Khazen

AP, Dec 4, 2006 Nearly two months after the rest of its army left southern Lebanon, Israel agreed yesterday to pull its few dozen remaining soldiers from the Lebanese part of a village divided by the border, yielding control to U.N. peacekeepers. The move came as Israel’s Cabinet discussed the three-day-old siege of Lebanese Prime Minister Fouad Siniora’s government by pro-Hezbollah demonstrators in Beirut. Commentators here called the troop pullout a diplomatic gesture aimed at shoring up Siniora’s position, but some said it would be of little help.

Israeli officials are alarmed by the crisis in Lebanon, fearing that a collapse of the moderate regime could bring to power an Iranian proxy state on Israel’s northern border and lead to another war like the inconclusive 34-day conflict last summer with Hezbollah.


The pullback of troops to the Israeli side of the border-straddling village of Ghajar was ordered by Israeli Prime Minister Ehud Olmert and senior officials but not formally announced, apparently out of concern that an overt Israeli effort to influence events in Beirut might backfire.

The decision was leaked to reporters by an Israeli official, who described it as the result of weeks of talks between Israel and the United Nations and an interim step in ongoing negotiations over the village’s ultimate status. The official, who spoke on condition of anonymity, said Israeli troops would be gone within days.

Ghajar’s 2,500 residents, most from the Alawite sect, hold Israeli citizenship. The village passed from Syrian to Israeli control when Israel conquered the nearby Golan Heights in the Arab-Israeli war of 1967.

With Israel’s invasion of Lebanon in 1978, the village began growing northward into Lebanese territory. After Israel withdrew from Lebanon in 2000, the two countries ended up dividing the village by a fence along the border, with crossing points for residents. Those on the Lebanese side still hold Israeli identification cards and receive Israeli state services.

After crossing the border to fight the Hezbollah militia last summer, Israel built a fence separating Ghajar from the rest of Lebanon and posted troops within the Lebanese section of the village, a move the Israelis said was aimed at closing off a potential Hezbollah infiltration route.

Lebanese officials said the Israeli soldiers’ continued presence on Lebanese soil was a violation of U.N. Resolution 1701, which settled the summer war. Hezbollah often refers to the Israeli presence to justify its belligerence toward the Jewish state.

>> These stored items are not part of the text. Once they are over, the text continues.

PR #7585, opened 2023-01-18
fixed MapboxOverlay props typing

YonatanHanan:


YonatanHanan (commented):
Hi,

I fixed this little typing :)

felixpalmer:
You've reformated the whole file. Please use the prettier config or run `yarn lint`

Under yesterday’s accord, the U.N. peacekeeping force sent to monitor the border after the war will control access to the village from Lebanon and be responsible for the safety of Israelis who deliver such public services as garbage collection, road maintenance and utility lines.

A final resolution is expected to split the village definitively into Lebanese- and Israeli-administered municipalities, after allowing residents to choose which side to live on.

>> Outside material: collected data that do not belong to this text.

PR #7596, opened 2023-01-23
Export CursorState

timnyborg:
Simple type export for end-users


Pessimistress:
Don't you need it exported at `src/index.ts`?

PR #2061, opened 2022-06-17
Helper classes: explicitly state there is no BC promise

jrfnl:
For the `Helper` classes which do not contain WordPress specific code and for which it is likely that PHPCSUtils may at some point replace the functionality, make it very clear that those classes are not covered by a promise of backward-compatibility.

By doing this, we buy ourselves the freedom to remove methods from these classes/the classes completely if/when PHPCSUtils would offer similar functionality, without the need to create a new major release of WPCS when we do.


dingo-d (approved):

GaryJones (approved):
✅

PR #2062, opened 2022-06-17
3.0: Move "variable" related utilities to dedicated VariableHelper + use PHPCSUtils + handle match

jrfnl:
### Move "array access keys" related utilities to dedicated VariableHelper

The "array access keys" related utilities are only used by a small set of sniffs, so are better placed in a dedicated class.

This commit moves the `get_array_access_keys()` method and the `get_array_access_key()` method to a new `WordPressCS\WordPress\Helpers\VariableHelper` and starts using that class in the relevant sniffs.

In contrast to some of the other "move methods out of the Sniff class" PRs, these methods have been moved to a class and made `static` - instead of moved to a `trait`.
The reason for this difference is that the methods in other "moves" are setting properties which the sniff classes would need access to, while these methods are 100% stand-alone.

**Note**:
It is expected for PHPCSUtils to have dedicated methods for the same at some point in the future. If/when those methods become available, it is recommended for the sniffs to start using the PHPCSUtils methods. With this in mind, this class has been marked as "internal" without BC promise.

Related to #1465

### VariableHelper::get_array_access_keys() use PHPCSUtils

Use the PHPCSUtils `GetTokensAsString::compact()` method to retrieve array access keys without extraneous whitespace or comments.

### Move "is comparison" related utility to dedicated VariableHelper

The "is comparison" related utility method is only used by a small set of sniffs, so is better placed in a dedicated class.

As this method also expects a `T_VARIABLE` token as input, the `VariableHelper` class seems appropriate.

This commit moves the `is_comparison()` method to the new `WordPressCS\WordPress\Helpers\VariableHelper` and starts using that class in the relevant sniffs.

**Note**:
It is expected for PHPCSUtils to have dedicated methods for the same at some point in the future. If/when those methods become available, it is recommended for the sniffs to start using the PHPCSUtils methods.

Related to #1465

### VariableHelper::is_comparison(): use PHPCSUtils

... to get the potential parentheses opener.

### PHP 8.0 | VariableHelper::is_comparison(): add support for variables being compared in a `match` expression

PHP 8.0 introduced `match` expressions, which do a (strict) comparison on the value in the condition against the options in the `match` body.
Ref: https://www.php.net/manual/en/control-structures.match.php

This commit updates the `is_comparison()` method to allow for variables in the "condition" part of a `match` expression to be considered part of a comparison.

Tested via the `ValidatedSanitizedInput` sniff.

---

N.B. While reviewing the "array access keys" methods, I noticed that the methods do not account for array assignments without a key, i.e. `$var[]`. This may need improved handling at some point, but is outside the scope of this PR.

### DIFF
--- a/WordPress/Helpers/VariableHelper.php
+++ b/WordPress/Helpers/VariableHelper.php
@@ -11,6 +11,7 @@ namespace WordPressCS\WordPress\Helpers;
 
 use PHP_CodeSniffer\Files\File;
 use PHP_CodeSniffer\Util\Tokens;
+use PHPCSUtils\Utils\GetTokensAsString;
 
 /**
  * Helper utilities for working with variables representing arrays.
@@ -74,9 +75,11 @@ final class VariableHelper {
 				break;
 			}
 
-			$key = $phpcsFile->getTokensAsString(
+			$key = GetTokensAsString::compact(
+				$phpcsFile,
 				( $open_bracket + 1 ),
-				( $tokens[ $open_bracket ]['bracket_closer'] - $open_bracket - 1 )
+				( $tokens[ $open_bracket ]['bracket_closer'] - 1 ),
+				true
 			);
 
 			$keys[]  = trim( $key );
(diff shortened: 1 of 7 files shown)


dingo-d (approved):

GaryJones (approved):
✅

Aside from the diplomatic move, Israeli officials and commentators said yesterday there was little they could do for the embattled Lebanese leader.

"Anything appearing as a positive gesture from Israel to Siniora and Lebanon will only worsen the situation," said Aharon Zeevi-Farkash, former head of military intelligence, told Israel’s Army Radio. He said he was worried about a new Lebanon war.

"I have no doubt that if this [Lebanese] government loses its power," he said, "we are headed toward an escalation in the north starting from the spring or summer of 2007."